11 Janvier 2012 Publié dans #HISTOIRE

 

Rassurez vous, je ne vais pas m’attaquer à la personne de Jeanne d’Arc mais plutôt à l’utilisation qu’en ont fait les rois de France en particulier et l’oligarchie au pouvoir en France en général.

 

epee.jpgC’est entendu, Jeanne d’Arc est une jeune fille née en 1412 à Domrémy et condamnée au bûcher le 30 mai 1431 à Rouen à l’âge de dix-neuf ans. Dix-neuf ans ! Elle fait partie d’une famille de laboureurs nommée « Darc », qui sera plus tard  anoblie par Charles VII et changera son nom en d'Arc.

Dés 13 ans, la fillette avait déclaré qu’une apparition lui ordonnait de conduire le dauphin à Reims pour le faire sacrer Roi de France afin de « bouter les Anglais hors de France ». Elle finit par en convaincre sa famille et les nobles des alentours qui la conduisent à 17 ans jusqu’à Chinon où elle y rencontre le Dauphin Charles en mars 1429 qui, à cette date, n’a plus aucun droit à la couronne de France. Son père, le Roi Charles VI l’a en effet déshérité au profit du roi d'Angleterre, Henri VI, qui est en outre  reconnu roi de France par l’Église et l’Université de Paris. Mais il s’accroche au pouvoir, comme tout politique.

Le Dauphin écoute Jeanne, sent que son dévouement naïf et inconditionnel peut lui être utile. Il  lui donne une armure, une garde de quelques hommes et l'autorise à se joindre au convoi de 4000 hommes qui se porte au secours d’Orléans, clef de voûte de la défense des territoires qu’il contrôle. À l’aide de ces renforts et de l’emblème que représente Jeanne d’Arc, le commandant de la place, Jean de Dunois, oblige les Anglais, trop peu nombreux et lâchés par les Bourguignons, à lever le siège de la ville par une série de coups de main en mai 1429. Adoubée par les orléanais, Jeanne est bien le symbole dont a besoin le Dauphin pour asseoir sa légitimité de roi. Exaltant la résistance populaire aux Anglais qu’elle représente, il en profite pour marcher sur Reims où il se fait sacrer Roi, tandis que le jeune Henri VI est sacré à peu près au même moment à Notre Dame de Paris. Deux rois désormais se disputent la France.

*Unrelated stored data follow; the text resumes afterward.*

PR #1039, opened 2021-01-28
D3ASIM_3216: Fixed: Only track one of two trade events in _publish_tr…

hannesdiedrich:
…ade_event when cleared in the same market.


Hassan754 (dismissed):

src/d3a/models/strategy/external_strategies/__init__.py
```diff
@@ -242,7 +242,7 @@ def _publish_trade_event(self, trade, is_bid_trade):
             return
 
         if ConstSettings.IAASettings.MARKET_TYPE != 1 and \
-                trade.buyer == self.device.name and \
+                trade.seller == self.device.name and \
```
spyrostz, line 245: I am not sure that this is going to do the trick here. First of all, this will make the Load receive 2 trade events at the same time, therefore it moves the issue to the demand side. Furthermore, I suspect that this change will not report trade events to devices that only have offer trades and no bid trades (keep in mind that 2 trade events are emitted only in the market that the bid and offer are matched, all other markets emit only one event).
My suggestion would be to add a second condition here:
`if ConstSettings.IAASettings.MARKET_TYPE != 1 and ((trade.buyer == self.device.name and isinstance(trade.offer, Offer)) or (trade.seller == self.device.name and isinstance(trade.offer, Bid)))`

spyrostz (commented):
One comment, will look again once dealt with, and also some unit tests will be nice to have here, especially since unit tests that check the event_trade behavior already exist (e.g. test_dispatch_event_trade_to_external_agent)

src/d3a/models/strategy/external_strategies/__init__.py
hannesdiedrich: Yeah, looks like I was too quick. Let me look into it again an also test your suggestion (will also add tests)

spyrostz (approved):
LGTM

Hassan754 (approved):
LGTM

PR #1042, opened 2021-02-02
DD-14: added the energy and rate from the actual trade

lana-shanghai:


src/d3a/models/market/blockchain_interface.py
```diff
@@ -101,8 +101,13 @@ def track_trade_event(self, trade):
...
             'buyer': ALICE_STASH_ADDRESS,
             'seller': BOB_STASH_ADDRESS,
-            'amount': default_amount,
-            'rate': default_rate
+            'amount': {
+                'free': trade.offer.energy * BC_NUM_FACTOR,
+                'reserved': 0,
+                'miscFrozen': 0,
+                'feeFrozen': 0
+            },
```
faizan2590, line 109:
```suggestion
           'energy': trade.offer.energy,
```
Once this PR(https://github.com/gridsingularity/canvas-node/pull/7) from canvas-node side is merged

faizan2590 (commented):
Left a comment

src/d3a/models/market/blockchain_interface.py
lana-shanghai: Already had the commit lined up :)

src/d3a/models/market/blockchain_interface.py
```diff
@@ -101,8 +101,8 @@ def track_trade_event(self, trade):
             'trade_id': trade.id,
             'buyer': ALICE_STASH_ADDRESS,
             'seller': BOB_STASH_ADDRESS,
-            'amount': default_amount,
-            'rate': default_rate
+            'energy': trade.offer.energy * BC_NUM_FACTOR,
```
faizan2590, line 104:
```suggestion
            'energy': trade.offer.energy,
```
I think `BC_NUM_FACTOR ` could be skipped

lana-shanghai: The reason why ETH is calculated in Wei is because Weis are always whole numbers, and ETH are not. So they use 10**18. Here they have the 10**12 factor, I would rather leave it to avoid any precision or rounding problems

faizan2590: `energy` isn't now in  ETH or any currency like `AccountData` but its now simply in `u16`

lana-shanghai: OK makes sense! Edited

faizan2590 (approved):
LGTM

spyrostz (approved):
LGTM

PR #1043, opened 2021-02-02
Result exports bug fix

Hassan754:


hannesdiedrich (dismissed):
LGTM

spyrostz (commented):
Change looks good to me indeed, however it would be great to repeat the behavior in the self.max_trade_price (use None value if there is no trades in the market) for consistency.

spyrostz (approved):
LGTM, thanks for the extra fix on the min/max_offer_price!

hannesdiedrich (approved):
LGTM

PR #1046, opened 2021-02-08
Explicitly kill workhorse in case Redis connection fails. That way it…

spyrostz:
… is guaranteed that the workhorse processes will terminate before the parent process.


mclrch (approved):
LGTM

hannesdiedrich (approved):
LGTM

faizan2590 (approved):
LGTM

PR #1050, opened 2021-02-09
Adapted the state restore to be more tolerant and update the existing…

spyrostz:
… fields instead of replacing them. That way the strategy will be more flexible and automatically fall back to defaults in case the state that is restored is missing some of the expected datetimes.


hannesdiedrich (approved):
LGTM
(thanks for the explanation, needed it)!

Hassan754 (approved):

PR #1055, opened 2021-02-10
D3ASIM-3279: Added more unit test coverage for the energy bills to co…

spyrostz:
…ver individual methods.


setup.py
```diff
@@ -2,7 +2,7 @@
 import os
 
 
-d3a_interface_branch = os.environ.get("BRANCH", "master")
+d3a_interface_branch = os.environ.get("BRANCH", "bug/D3ASIM-3279")
```
hannesdiedrich, line 5: Dont forget to revert before pushing, thanks!

tests/helpers.py
```diff
@@ -0,0 +1,9 @@
+from deepdiff import DeepDiff
+
+
+def compare_dicts(dict1, dict2):
```
hannesdiedrich, line 4: Minor, but how about giving a hint of the return value type already in the method name?
```suggestion
def area_dicts_identical(dict1, dict2):
```

hannesdiedrich: Or you add the assert already here, just like `_compare_bills `

hannesdiedrich (dismissed):
One very minor comment.
LGTM

tests/helpers.py
spyrostz: I think that I prefer your second solution for uniformity and rename these methods to `assert_dicts_identical` and `assert_lists_contain_same_elements`. Fixing it

tests/helpers.py
```diff
@@ -0,0 +1,9 @@
+from deepdiff import DeepDiff
+
+
+def assert_dicts_identical(dict1, dict2):
+    assert len(DeepDiff(dict1, dict2, ignore_order=True)) == 0
+
+
+def assert_lists_contain_same_elements(list1, list2):
+    assert set(list1) == set(list2)
```
faizan2590, line 9: good candidates for `d3a-interface`

hannesdiedrich (approved):
LGTM

faizan2590 (dismissed):
one suggestion, other than that LGTM

tests/helpers.py
spyrostz: Only reason why I didn't port them, was because I thought it was too premature to create a utils module in the d3a-interface for helpers in unit tests. Since you also mentioned that though, you changed my mind, adapting the PR. Thanks!

PR #1058, opened 2021-02-12
D3ASIM-3301: Fix bug energy value = None

Hassan754:


hannesdiedrich (approved):
LGTM

src/d3a/models/strategy/__init__.py
```diff
@@ -311,6 +311,8 @@ def accept_offer(self, market_or_id, offer, *, buyer=None, energy=None,
             buyer = self.owner.name
         if not isinstance(offer, Offer):
             offer = market_or_id.offers[offer]
+        if energy is None:
+            energy = offer.energy
```
spyrostz, line 315: I doubt that this is the root cause of the error. Even if energy is passed as None in the accept_offer method, the accept_offer and accept_bid will both populate the energy value correctly, see here for instance https://github.com/gridsingularity/d3a/blob/master/src/d3a/models/market/one_sided.py#L211. I would have a more detailed look in 3 places to find the culprit: 
1. Pay a closer look at the external strategies, and more specifically the way they transmit trade events and how they populate these messages
2. Trade class serialization code, to see if there is an evident problem there
3.Have a look at the trades in the DB around that time, to see if there are any trades with incorrect values.

hannesdiedrich: This one goes on me, I suggested this change. I was too quick. You are right, the accept_offer method in the markets deals with that. Will help you find the culprit in the other suggested places @Hassan754

hannesdiedrich: #3 can be ruled out, because I fetched all bids/offers/trades from 12 till 7PM this day (11.2.2021) and there are no energy values set to 0.

fievelk: Do you think that writing a test for this would be useful? I mean creating a failing scenario that reproduces the current situation and then making sure that the scenario passes once the bug is fixed.

hannesdiedrich: But I just realised, that we can also have the case, that there is no energy member sent at all. In this case we would get the same error. Ill have another look in the data (this will be hard to detect).

PR #1062, opened 2021-02-15
D3ASIM-3302: Added to state the information whether an API client was…

spyrostz:
… already connected to a specific area. Also saved information about whether to use the template strategy or the external strategy.


hannesdiedrich (approved):
LGTM

Hassan754 (approved):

Celui qui est désormais Charles VII, après avoir vainement tenté de prendre Paris, entame des négociations avec le Duc de Bourgogne. Quant à la pauvre Jeanne d’Arc qui ne lui est plus d’aucune utilité dans la grande politique qu’il mène, il s'en débarasse en l'envoyant, puisqu’elle a pris goût à la guerre, se battre contre les brigands, les fameuses grandes compagnies.

Le 24 mai 1430, elle est faite prisonnière et elle a de la valeur, puisque Charles VII en a fait à Reims un instrument de son pouvoir. Aussi, son vainqueur la vend-il  pour dix mille livres aux Anglais qui souhaitent neutraliser ce symbole de résistance contre leur main-mise sur les territoires contrôlés par Charles VII. L’évêque Pierre Cauchon se charge de la besogne en la condamnant au bûcher parce qu’elle porte des habits d’homme. Terrorisée, elle abjure et accepte de porter des habits de femme, mais battue, insultée et peut-être violée dans sa cellule, elle se résout à accepter le bûcher plutôt que de finir sa vie dans les fers. Elle est brûlée vive le 30 mai 1431, à la grande satisfaction des Anglais.

 

Mais Charles VII continue de manœuvrer avec habileté. Il signe le traité de paix d’Arras en 1435 avec Philippe le Bon, duc de Bourgogne. Ce dernier renonce à son alliance avec les Anglais contre de nouveaux territoires et l’indépendance de fait octroyée au Duché de Bourgogne par Charles VII qui, en échange, obtient d’être reconnu comme roi de France par la grande puissance que représente le  Duc de Bourgogne. En perdant l’alliance de ce dernier, Henri VI voit le rapport des forces s’inverser contre lui. Dés 1436, Charles VII reprend Paris. De trêves en batailles, les hostilités s’achèvent avec la victoire de Castillon le 17 juillet 1453, qui met fin à la guerre de Cent Ans. Vainqueur d’Henri VI, Charles VII a un second titre de gloire: il est l’inventeur, en novembre 1439, du premier impôt permanent institué en France, la taille...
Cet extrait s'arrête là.